No-Brand Nudo

Baseball Players with Disabilities Light Up AMBUCS Park

I’d say this is the most heartwarming story I’ve ever written. I remember a sunny Saturday morning and meeting in the stands the “Voice of the Illini,” Brian Barnhart, who couldn’t have been nicer and more genuine. But most of all I remember the joy on the faces of the kids on the ball field, as well as some proud parents and happy volunteers.

Published in The Mahomet Citizen and The Hub in 2006.

When Jerry and Becky Morefield, of Mahomet, watch their three children play baseball for Coca-Cola in the Champaign-Urbana Kiwanis Challenger League, they couldn’t care less about which child has the most hits, the best throws, or even the outcome of each game.

Rather, they are just thrilled to see Tanner, Tucker, and Taylor, all 11-year-old triplets with physical and mental disabilities, on the baseball field and having fun.

“They love it,” said Becky from the stands during a May 20 game at AMBUCS Park in Urbana, Illinois. “It’s great to see them like able-bodied kids.”

Tanner and Tucker are each in wheelchairs, assisted on the field by a “volunteer buddy” who helps them swing the bat to hit the ball off of a tee, as well as push the boys’ wheelchairs on the basepaths.

Many volunteer buddies are matched up in age with the players they are assisting on the field, such as 8-year-old Caitlin Rivin-Sprague, who helped Guy from the Shelby Motors team during one of the games.

“You get to run around the bases with the people, and at the end you get to shake hands and stuff,” said Caitlin, whose 11-year-old half-brother, Brennan McClimon, also volunteers.

Volunteers make the Kiwanis Challenger League happen, and Jerry and Becky are thankful to have their support.

“Everybody out there but the player is a volunteer,” said Jerry.

Becky said the Kiwanis Challenger League, which is open to players ages 6 to 21, wouldn’t be possible without the help of the sponsors, coaches, and volunteer buddies.

“I think the volunteers get more out of it than the kids do,” she said. “It’s fun.”

“I think the volunteers get more out of it than the kids do.”

-Becky morefield

One well-known Kiwanis Challenger League volunteer is the “Voice of the Illini,” Brian Barnhart, who does play-by-play commentary for the Illinois football and basketball teams.
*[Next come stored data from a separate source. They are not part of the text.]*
PR #603, opened 2021-08-11
feat: Add Scrollable component around stepper contents. ENT-4695

binodpant:
Why? To improve the scrollable area UX and make it more apparent the contents are scrollable. Also the shadows look cool!

ENT-4695

DEPENDS ON: https://github.com/edx/paragon/pull/779 ✅ 
ALSO SUBJECT TO: Review from Jen G ✅ 
FIXED! ☑️  Looks like I may need additional margin for the search header 💹 

Tests: The `Scrollable` component will already be tested in Paragon, there is nothing to be done on this side here that adds value.

CURRENT: check sth like https://portal.stage.edx.org/binod-subs/admin/enrollment/a4db1210-93fa-4ffc-af5d-62110484157a

AFTER:

https://user-images.githubusercontent.com/528166/129810541-660d4c96-a6ab-4551-b8b8-4f303aa1131e.mov

### DIFF
--- a/src/components/BulkEnrollmentPage/stepper/AddCoursesStep.jsx
+++ b/src/components/BulkEnrollmentPage/stepper/AddCoursesStep.jsx
@@ -20,23 +20,25 @@ const AddCoursesStep = ({
   <>
     <p>{ADD_COURSE_DESCRIPTION}</p>
     <h2>{ADD_COURSES_TITLE}</h2>
-    <SearchData>
-      <InstantSearch
-        indexName={configuration.ALGOLIA.INDEX_NAME}
-        searchClient={searchClient}
-      >
-        <Configure
-          filters={`enterprise_catalog_uuids:${subscription.enterpriseCatalogUuid}`}
-          hitsPerPage={25}
-        />
-        <SearchHeader variant="default" />
-        <CourseSearchResults
-          enterpriseId={enterpriseId}
-          enterpriseSlug={enterpriseSlug}
-          subscriptionUUID={subscription.uuid}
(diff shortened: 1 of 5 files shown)


src/components/BulkEnrollmentPage/stepper/AddCoursesStep.jsx
```diff
@@ -20,23 +20,25 @@ const AddCoursesStep = ({
...
-        />
-        <SearchHeader variant="default" />
-        <CourseSearchResults
-          enterpriseId={enterpriseId}
-          enterpriseSlug={enterpriseSlug}
-          subscriptionUUID={subscription.uuid}
-        />
-      </InstantSearch>
-    </SearchData>
+    <div className="add-courses-search-data">
```
adamstankiewicz, line 23: nit: Could we use a margin utility class here to accomplish the same thing (e.g., `ml-1.5`)?

adamstankiewicz (approved):
LGTM, with a nit about using a CSS utility class for spacing.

The league captured his interest when he first heard about it several years ago.

“It’s a lot of fun,” Barnhart said. “I get a chance to meet a lot of new people and meet some pretty neat kids. It’s growing every year. I think the parents get more of a kick out of it than the kids do. It’s a good deal for everybody.”
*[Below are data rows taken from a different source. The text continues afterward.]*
PR #604, opened 2021-08-13
feat: the invite learners button should render in the plan detail page

iloveagent57:
...when there are no allocated licenses but there are revoked licenses.
ENT-4804

This also fixes a defect I noticed, where "Invite Learners" wasn't rendering in the All Users tab after inviting a learner - you'd have to do a full page refresh to see it.  I fixed this by adding a `forceRefresh()` function to the `SubscriptionDetailContext` context, which is now called by the `InviteLearnersButton.onSuccess()` handler (in addition to the forceRefresh of the subscription context for the entire agreement).

Testing:
* Create a new subscription plan
* Assign and then revoke a single license.
* On the plan details page, the "Invite Learners" button should still render at the top of the page when you're on the "All Users" tab (this is the fix).


adamstankiewicz (approved):
LGTM 👍

PR #605, opened 2021-08-13
chore(admin_portal): :wastebasket: Remove deprecated Fullstory tooling and library from Admin Portal for ENT-3870

edx-abolger:
Removing unused tool configuration.


binodpant (approved):
scratch prior comment: saw edx-internal changes already. lgtm,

Barnhart is one of the coaches for Shelby Motors. He’s had the same group of kids for the past few years, and every year they get better, he said.

“We’ve had kids that could barely swing the bat when they started,” Barnhart said, “and by the end of the year they’re swinging with a lot of confidence. You can tell they really enjoy it.”

Top volunteers are awarded for their efforts at the end of the season with gift certificates from several local restaurants and a grocery store. Participating restaurants include Biaggi’s Ristorante Italiano, Jim Gould, Kennedy’s at Stone Creek, and Outback Steakhouse. Schnucks grocery store in Champaign also contributes gift certificates to volunteers who put in the most time.

Becky said the kids in the league had the opportunity to watch the Illinois football team practice last year and got to attend an Illinois baseball game, where one player had the honor of throwing out the ceremonial first pitch in front of an enthusiastic crowd.

The Kiwanis Challenger League has grown from two teams in 1999 to 65 players and eight teams presently. Tom Jones, who helped get the league off the ground with the Kiwanis organization seven years ago, said every child with a disability is welcome to participate in the baseball games.

“We modify the rules based on the skills of the individual players,” Jones said. “Everybody, every inning, gets a hit, no matter how long it takes. Everybody scores a run and all games end in ties. You just can’t believe the time they have. You’ll find more people who come out to watch our games than come out to watch a lot of Little League games.”

Jones said that a planning committee of approximately twenty people works ten months out of the year to prepare for the May and June games, which last fifty minutes or three innings, whichever comes first. The games at AMBUCS Park take place on Saturday mornings from 8 a.m. until noon and on Tuesday evenings from 6 p.m. to sundown.

There is no tournament at the end of the season, but the league does hold all-star games in June, in which players are divided up based on skill level and everyone gets to participate. A picnic and awards ceremony officially wraps up the season.

One volunteer named Anita said it is important for all parents of disabled children in the area to know about the opportunity the Champaign-Urbana Kiwanis Challenger League offers. It’s not about winning and losing, she said — it’s about camaraderie, fun, and a little exercise.

“I love it,” Anita said. “You sit and watch … it’s wonderful. To see the spirit that comes from the kids. It’s a wonderful thing.”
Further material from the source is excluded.